GIVEN ENTRIES —
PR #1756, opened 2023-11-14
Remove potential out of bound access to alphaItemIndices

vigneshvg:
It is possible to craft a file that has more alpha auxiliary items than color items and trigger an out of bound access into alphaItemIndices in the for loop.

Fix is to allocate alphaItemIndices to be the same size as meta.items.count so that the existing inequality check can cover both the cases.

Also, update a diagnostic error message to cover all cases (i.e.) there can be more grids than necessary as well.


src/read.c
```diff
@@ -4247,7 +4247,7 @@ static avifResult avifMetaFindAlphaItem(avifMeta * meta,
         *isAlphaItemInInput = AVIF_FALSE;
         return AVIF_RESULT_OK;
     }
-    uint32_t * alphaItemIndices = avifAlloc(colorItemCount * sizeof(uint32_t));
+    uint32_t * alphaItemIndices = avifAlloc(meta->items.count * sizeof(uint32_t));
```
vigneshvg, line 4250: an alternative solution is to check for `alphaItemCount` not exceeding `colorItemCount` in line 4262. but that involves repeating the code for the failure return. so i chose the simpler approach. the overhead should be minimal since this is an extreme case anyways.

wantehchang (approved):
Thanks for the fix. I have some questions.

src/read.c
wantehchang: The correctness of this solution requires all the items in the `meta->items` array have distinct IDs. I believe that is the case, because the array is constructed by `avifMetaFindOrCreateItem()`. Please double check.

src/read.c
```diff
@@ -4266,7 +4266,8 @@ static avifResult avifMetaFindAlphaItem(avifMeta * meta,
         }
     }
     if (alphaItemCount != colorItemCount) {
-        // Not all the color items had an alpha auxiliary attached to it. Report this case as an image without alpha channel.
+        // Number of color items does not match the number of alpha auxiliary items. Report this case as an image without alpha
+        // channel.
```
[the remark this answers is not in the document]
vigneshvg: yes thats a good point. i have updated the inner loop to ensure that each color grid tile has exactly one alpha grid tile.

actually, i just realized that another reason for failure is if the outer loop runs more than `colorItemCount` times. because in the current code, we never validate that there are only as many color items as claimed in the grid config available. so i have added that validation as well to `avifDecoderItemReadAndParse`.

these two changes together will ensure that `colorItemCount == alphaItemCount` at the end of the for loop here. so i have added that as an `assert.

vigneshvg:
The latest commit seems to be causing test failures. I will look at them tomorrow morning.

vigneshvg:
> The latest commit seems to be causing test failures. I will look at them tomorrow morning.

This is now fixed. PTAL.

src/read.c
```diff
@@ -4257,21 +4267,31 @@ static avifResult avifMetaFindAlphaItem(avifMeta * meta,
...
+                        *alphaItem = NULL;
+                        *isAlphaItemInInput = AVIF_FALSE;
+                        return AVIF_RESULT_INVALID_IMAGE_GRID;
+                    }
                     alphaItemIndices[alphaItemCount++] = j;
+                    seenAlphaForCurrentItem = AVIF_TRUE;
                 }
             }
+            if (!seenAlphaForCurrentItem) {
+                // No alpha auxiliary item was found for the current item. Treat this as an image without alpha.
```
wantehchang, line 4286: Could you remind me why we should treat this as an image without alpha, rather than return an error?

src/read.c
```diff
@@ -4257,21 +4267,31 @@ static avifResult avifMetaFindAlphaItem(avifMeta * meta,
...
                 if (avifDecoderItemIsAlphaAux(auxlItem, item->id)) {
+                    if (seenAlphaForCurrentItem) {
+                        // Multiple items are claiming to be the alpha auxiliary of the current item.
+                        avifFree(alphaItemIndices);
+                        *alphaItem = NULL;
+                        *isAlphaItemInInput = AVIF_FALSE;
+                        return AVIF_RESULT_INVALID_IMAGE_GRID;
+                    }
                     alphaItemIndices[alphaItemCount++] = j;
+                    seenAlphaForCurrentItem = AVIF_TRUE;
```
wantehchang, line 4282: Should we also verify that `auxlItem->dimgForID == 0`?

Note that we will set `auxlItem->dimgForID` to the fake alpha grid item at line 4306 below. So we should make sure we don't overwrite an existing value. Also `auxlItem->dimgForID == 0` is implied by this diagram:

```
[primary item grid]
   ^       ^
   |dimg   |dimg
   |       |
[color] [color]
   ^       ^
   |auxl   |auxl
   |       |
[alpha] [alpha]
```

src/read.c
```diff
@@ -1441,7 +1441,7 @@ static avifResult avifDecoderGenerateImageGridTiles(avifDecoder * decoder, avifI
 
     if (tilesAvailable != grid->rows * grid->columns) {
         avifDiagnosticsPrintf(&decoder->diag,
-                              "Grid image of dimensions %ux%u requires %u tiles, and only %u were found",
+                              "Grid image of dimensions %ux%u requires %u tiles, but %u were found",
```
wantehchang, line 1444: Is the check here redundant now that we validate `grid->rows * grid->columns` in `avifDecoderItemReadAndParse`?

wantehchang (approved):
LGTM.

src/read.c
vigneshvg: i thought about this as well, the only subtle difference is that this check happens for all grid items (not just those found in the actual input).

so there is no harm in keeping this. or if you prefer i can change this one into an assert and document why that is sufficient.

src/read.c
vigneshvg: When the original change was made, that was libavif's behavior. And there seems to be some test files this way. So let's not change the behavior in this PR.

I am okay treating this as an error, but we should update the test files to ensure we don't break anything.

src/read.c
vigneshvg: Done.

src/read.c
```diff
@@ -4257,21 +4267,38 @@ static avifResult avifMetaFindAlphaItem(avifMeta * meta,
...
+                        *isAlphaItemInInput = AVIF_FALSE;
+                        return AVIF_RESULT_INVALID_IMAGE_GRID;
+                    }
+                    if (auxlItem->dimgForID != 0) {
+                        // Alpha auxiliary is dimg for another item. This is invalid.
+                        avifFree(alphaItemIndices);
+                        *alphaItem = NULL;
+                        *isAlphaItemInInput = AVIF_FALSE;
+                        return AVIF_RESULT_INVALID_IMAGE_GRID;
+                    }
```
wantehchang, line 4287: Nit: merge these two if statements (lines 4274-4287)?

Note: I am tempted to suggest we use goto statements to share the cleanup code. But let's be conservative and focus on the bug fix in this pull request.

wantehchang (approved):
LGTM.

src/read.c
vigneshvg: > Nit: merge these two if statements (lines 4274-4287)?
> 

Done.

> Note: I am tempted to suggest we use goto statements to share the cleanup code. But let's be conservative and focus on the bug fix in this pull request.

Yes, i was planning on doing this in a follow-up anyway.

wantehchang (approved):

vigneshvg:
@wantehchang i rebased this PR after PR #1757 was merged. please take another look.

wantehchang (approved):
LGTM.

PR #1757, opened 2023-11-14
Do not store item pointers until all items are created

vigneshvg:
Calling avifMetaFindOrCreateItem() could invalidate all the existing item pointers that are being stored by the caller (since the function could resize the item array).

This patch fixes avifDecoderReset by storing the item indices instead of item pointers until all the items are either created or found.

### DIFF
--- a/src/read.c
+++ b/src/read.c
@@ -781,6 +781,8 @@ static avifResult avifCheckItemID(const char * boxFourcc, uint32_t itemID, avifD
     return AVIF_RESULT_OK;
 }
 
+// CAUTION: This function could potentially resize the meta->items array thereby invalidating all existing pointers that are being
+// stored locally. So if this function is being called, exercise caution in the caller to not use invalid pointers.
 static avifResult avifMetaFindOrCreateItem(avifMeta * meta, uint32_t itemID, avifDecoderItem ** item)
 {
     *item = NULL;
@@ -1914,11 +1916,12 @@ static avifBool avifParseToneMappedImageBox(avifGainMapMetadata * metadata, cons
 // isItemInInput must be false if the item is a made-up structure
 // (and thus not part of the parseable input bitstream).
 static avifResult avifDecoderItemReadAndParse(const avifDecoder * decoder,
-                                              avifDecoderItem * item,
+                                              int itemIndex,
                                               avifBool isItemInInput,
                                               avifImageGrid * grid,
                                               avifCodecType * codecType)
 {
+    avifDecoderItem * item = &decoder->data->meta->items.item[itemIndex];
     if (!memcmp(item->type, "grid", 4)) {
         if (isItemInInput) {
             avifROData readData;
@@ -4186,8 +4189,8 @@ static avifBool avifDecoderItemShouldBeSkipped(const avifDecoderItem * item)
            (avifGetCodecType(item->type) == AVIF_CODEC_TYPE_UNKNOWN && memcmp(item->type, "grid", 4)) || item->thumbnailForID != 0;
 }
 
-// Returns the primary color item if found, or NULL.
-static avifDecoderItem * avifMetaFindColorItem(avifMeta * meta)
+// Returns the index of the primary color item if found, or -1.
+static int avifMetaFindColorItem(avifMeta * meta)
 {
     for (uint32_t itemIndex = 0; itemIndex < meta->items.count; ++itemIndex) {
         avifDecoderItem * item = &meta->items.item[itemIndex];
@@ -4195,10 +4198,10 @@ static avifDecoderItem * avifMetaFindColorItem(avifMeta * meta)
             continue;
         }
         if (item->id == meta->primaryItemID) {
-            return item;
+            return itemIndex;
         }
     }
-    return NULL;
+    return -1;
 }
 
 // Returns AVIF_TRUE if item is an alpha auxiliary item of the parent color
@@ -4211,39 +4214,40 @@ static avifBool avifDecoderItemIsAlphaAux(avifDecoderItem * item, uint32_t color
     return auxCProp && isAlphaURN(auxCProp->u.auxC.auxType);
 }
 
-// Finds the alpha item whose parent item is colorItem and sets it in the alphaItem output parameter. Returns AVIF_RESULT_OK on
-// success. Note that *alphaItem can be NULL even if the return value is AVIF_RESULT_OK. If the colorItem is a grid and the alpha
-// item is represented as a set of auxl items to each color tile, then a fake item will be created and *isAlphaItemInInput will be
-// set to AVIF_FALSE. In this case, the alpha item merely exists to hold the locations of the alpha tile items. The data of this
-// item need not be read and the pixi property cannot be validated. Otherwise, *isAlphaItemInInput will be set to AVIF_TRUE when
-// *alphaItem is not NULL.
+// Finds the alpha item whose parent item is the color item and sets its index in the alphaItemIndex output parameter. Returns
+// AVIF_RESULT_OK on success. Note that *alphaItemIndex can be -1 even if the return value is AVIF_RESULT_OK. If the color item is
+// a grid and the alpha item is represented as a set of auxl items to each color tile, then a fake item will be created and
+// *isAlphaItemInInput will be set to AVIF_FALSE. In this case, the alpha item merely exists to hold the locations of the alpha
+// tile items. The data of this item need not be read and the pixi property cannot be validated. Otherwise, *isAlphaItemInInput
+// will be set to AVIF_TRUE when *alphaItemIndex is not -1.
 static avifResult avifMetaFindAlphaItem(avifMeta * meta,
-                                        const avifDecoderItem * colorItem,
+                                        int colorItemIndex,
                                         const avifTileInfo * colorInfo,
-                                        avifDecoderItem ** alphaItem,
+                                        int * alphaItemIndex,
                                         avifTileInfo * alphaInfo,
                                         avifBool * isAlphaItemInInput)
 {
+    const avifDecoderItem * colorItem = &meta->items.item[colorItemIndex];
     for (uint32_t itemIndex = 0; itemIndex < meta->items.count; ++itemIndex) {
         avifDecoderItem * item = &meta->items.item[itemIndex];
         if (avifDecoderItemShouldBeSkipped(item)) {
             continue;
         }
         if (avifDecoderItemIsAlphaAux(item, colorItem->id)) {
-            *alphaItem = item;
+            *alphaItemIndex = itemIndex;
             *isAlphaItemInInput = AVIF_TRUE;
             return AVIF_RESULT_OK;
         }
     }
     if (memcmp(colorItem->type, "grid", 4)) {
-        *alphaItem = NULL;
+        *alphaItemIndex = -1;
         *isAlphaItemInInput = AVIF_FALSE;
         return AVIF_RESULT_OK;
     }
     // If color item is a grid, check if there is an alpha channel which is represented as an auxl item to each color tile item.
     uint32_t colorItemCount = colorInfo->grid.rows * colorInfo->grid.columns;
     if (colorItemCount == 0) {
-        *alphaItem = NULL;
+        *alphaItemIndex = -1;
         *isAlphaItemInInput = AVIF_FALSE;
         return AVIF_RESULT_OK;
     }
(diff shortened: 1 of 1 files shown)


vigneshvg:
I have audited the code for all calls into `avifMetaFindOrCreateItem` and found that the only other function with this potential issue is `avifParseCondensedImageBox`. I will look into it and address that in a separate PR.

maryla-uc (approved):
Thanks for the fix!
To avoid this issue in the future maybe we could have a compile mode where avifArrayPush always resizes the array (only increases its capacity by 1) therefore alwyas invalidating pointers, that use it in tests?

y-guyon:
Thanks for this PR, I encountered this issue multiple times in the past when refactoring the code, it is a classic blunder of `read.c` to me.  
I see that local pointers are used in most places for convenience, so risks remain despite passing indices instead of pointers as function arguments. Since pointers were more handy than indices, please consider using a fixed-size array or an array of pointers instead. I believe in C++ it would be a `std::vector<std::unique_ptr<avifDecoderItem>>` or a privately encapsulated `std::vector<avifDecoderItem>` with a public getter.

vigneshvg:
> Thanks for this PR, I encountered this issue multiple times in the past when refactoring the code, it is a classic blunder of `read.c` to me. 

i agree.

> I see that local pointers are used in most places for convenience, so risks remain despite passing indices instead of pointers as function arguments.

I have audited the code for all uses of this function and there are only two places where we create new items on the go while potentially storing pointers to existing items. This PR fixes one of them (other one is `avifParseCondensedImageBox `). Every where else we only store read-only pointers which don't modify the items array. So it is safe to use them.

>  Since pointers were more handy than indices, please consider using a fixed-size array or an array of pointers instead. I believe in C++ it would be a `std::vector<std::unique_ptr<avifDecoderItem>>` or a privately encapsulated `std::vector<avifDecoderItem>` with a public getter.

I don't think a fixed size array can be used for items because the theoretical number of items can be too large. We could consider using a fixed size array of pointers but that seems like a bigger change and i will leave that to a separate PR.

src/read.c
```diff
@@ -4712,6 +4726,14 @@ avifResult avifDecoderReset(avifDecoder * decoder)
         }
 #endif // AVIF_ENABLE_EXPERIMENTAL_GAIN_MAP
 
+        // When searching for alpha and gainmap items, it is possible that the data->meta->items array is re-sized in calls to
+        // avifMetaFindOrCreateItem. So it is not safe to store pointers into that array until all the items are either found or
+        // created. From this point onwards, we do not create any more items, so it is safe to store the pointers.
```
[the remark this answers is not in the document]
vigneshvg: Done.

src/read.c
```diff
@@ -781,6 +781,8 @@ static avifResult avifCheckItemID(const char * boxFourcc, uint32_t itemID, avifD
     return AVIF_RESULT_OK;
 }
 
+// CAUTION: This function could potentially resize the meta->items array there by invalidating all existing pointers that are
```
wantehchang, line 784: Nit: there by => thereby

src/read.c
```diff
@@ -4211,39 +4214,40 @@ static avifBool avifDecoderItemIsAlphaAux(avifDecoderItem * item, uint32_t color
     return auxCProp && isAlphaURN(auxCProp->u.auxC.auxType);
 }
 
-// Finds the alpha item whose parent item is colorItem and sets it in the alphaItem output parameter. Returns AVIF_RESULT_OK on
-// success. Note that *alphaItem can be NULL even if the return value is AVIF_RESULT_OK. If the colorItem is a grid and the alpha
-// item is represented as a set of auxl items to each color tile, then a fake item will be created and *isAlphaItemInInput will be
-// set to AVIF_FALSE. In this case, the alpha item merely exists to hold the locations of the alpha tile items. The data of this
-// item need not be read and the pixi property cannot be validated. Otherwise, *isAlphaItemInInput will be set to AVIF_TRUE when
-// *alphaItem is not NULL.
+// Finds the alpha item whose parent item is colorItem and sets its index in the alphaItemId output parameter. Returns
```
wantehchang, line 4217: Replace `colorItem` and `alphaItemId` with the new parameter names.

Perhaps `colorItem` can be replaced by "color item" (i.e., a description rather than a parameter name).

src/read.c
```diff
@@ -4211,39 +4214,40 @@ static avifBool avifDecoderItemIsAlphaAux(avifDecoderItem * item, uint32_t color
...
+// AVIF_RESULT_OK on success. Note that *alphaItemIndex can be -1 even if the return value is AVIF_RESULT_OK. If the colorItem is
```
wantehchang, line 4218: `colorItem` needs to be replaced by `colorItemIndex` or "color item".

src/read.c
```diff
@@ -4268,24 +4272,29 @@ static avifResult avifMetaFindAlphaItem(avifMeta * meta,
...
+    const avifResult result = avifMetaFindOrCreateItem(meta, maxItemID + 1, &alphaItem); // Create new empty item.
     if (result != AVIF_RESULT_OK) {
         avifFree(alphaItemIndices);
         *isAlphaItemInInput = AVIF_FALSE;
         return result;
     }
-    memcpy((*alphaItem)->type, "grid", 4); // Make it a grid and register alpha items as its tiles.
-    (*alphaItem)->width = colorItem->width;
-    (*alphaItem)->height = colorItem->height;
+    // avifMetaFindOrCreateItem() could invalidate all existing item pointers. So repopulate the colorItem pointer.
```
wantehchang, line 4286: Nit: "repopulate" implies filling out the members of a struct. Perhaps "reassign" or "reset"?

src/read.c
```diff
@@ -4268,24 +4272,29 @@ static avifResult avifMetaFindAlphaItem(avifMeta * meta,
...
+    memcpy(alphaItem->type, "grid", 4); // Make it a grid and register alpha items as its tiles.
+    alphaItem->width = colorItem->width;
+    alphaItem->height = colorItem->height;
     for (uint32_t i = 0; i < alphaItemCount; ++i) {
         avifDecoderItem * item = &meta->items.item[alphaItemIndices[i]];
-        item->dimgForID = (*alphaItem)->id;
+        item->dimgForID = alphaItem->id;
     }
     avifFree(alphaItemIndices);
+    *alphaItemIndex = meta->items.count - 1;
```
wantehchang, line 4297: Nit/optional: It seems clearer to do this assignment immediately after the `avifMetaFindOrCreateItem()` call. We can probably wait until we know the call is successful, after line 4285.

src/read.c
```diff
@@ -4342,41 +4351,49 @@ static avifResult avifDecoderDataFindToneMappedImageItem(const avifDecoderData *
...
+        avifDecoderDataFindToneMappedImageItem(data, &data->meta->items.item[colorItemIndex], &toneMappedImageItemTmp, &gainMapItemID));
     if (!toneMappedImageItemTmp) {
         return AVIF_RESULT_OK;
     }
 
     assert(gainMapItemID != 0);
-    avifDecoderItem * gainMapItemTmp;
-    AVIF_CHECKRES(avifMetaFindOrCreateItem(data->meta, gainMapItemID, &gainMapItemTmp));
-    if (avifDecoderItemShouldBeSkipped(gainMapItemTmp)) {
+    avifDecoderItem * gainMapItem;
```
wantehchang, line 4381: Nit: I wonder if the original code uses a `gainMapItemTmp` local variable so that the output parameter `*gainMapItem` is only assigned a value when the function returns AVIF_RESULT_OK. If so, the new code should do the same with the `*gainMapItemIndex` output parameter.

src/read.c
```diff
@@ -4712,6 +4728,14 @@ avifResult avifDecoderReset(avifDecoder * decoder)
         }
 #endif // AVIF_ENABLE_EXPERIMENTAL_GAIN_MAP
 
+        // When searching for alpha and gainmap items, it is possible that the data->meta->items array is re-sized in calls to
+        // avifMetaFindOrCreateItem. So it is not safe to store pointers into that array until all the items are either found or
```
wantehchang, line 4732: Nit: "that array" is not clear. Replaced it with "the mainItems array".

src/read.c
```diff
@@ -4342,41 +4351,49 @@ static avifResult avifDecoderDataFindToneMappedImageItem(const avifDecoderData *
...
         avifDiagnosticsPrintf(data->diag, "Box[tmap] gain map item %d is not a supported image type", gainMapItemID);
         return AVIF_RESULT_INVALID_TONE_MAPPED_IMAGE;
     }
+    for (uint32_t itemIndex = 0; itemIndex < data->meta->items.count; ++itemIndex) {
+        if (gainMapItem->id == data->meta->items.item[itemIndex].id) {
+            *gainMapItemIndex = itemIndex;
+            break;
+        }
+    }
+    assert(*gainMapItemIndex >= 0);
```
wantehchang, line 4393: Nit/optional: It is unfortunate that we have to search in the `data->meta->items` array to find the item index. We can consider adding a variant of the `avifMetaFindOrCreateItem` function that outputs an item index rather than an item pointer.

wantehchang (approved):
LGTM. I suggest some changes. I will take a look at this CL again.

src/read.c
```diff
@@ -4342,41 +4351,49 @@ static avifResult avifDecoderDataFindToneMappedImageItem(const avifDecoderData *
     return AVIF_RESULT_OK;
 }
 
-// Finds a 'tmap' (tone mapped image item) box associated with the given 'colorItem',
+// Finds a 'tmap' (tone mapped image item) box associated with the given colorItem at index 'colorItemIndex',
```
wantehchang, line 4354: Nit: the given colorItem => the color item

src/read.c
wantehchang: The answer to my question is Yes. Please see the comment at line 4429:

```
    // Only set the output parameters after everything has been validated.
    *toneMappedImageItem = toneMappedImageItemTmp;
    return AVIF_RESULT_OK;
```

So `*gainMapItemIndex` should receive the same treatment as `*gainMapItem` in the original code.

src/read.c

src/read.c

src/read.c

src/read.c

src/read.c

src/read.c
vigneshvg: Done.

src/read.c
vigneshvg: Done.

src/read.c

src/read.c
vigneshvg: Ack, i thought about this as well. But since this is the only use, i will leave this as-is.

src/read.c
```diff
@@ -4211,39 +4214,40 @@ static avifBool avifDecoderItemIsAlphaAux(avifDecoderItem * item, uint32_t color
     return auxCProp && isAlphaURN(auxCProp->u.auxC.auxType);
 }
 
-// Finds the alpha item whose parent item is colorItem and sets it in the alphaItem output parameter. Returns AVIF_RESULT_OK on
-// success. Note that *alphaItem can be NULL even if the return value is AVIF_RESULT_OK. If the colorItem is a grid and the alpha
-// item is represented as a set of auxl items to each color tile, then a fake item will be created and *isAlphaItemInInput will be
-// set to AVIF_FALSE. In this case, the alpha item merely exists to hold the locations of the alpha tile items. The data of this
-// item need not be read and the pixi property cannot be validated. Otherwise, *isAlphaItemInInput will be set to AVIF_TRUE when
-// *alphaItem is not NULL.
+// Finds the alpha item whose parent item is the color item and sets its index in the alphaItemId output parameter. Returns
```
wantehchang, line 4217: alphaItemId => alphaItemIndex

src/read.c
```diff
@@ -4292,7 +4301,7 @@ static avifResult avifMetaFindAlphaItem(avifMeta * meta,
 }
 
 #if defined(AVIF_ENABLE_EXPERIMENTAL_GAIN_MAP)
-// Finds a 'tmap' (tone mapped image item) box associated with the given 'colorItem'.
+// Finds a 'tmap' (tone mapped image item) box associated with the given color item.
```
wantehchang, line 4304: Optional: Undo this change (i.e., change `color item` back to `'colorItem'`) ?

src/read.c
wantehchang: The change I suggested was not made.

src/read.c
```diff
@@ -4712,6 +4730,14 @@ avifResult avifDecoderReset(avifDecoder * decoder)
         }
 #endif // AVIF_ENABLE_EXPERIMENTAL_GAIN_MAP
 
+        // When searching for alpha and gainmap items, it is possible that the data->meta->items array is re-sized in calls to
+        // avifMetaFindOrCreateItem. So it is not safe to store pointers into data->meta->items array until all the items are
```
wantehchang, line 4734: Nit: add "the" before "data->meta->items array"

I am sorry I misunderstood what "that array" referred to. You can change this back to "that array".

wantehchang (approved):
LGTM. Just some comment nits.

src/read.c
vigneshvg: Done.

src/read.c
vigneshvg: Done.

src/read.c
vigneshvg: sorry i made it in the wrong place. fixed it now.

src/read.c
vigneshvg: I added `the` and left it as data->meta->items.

WHAT IS BEING ASKED — Copy out, exactly and alone, the lines of the entries above between the ones holding "parseable input bitstream)." and "-static avifDecoderItem *", inclusive.

ANSWER SECTION —
 // (and thus not part of the parseable input bitstream).
 static avifResult avifDecoderItemReadAndParse(const avifDecoder * decoder,
-                                              avifDecoderItem * item,
+                                              int itemIndex,
                                               avifBool isItemInInput,
                                               avifImageGrid * grid,
                                               avifCodecType * codecType)
 {
+    avifDecoderItem * item = &decoder->data->meta->items.item[itemIndex];
     if (!memcmp(item->type, "grid", 4)) {
         if (isItemInInput) {
             avifROData readData;
@@ -4186,8 +4189,8 @@ static avifBool avifDecoderItemShouldBeSkipped(const avifDecoderItem * item)
            (avifGetCodecType(item->type) == AVIF_CODEC_TYPE_UNKNOWN && memcmp(item->type, "grid", 4)) || item->thumbnailForID != 0;
 }
 
-// Returns the primary color item if found, or NULL.
-static avifDecoderItem * avifMetaFindColorItem(avifMeta * meta)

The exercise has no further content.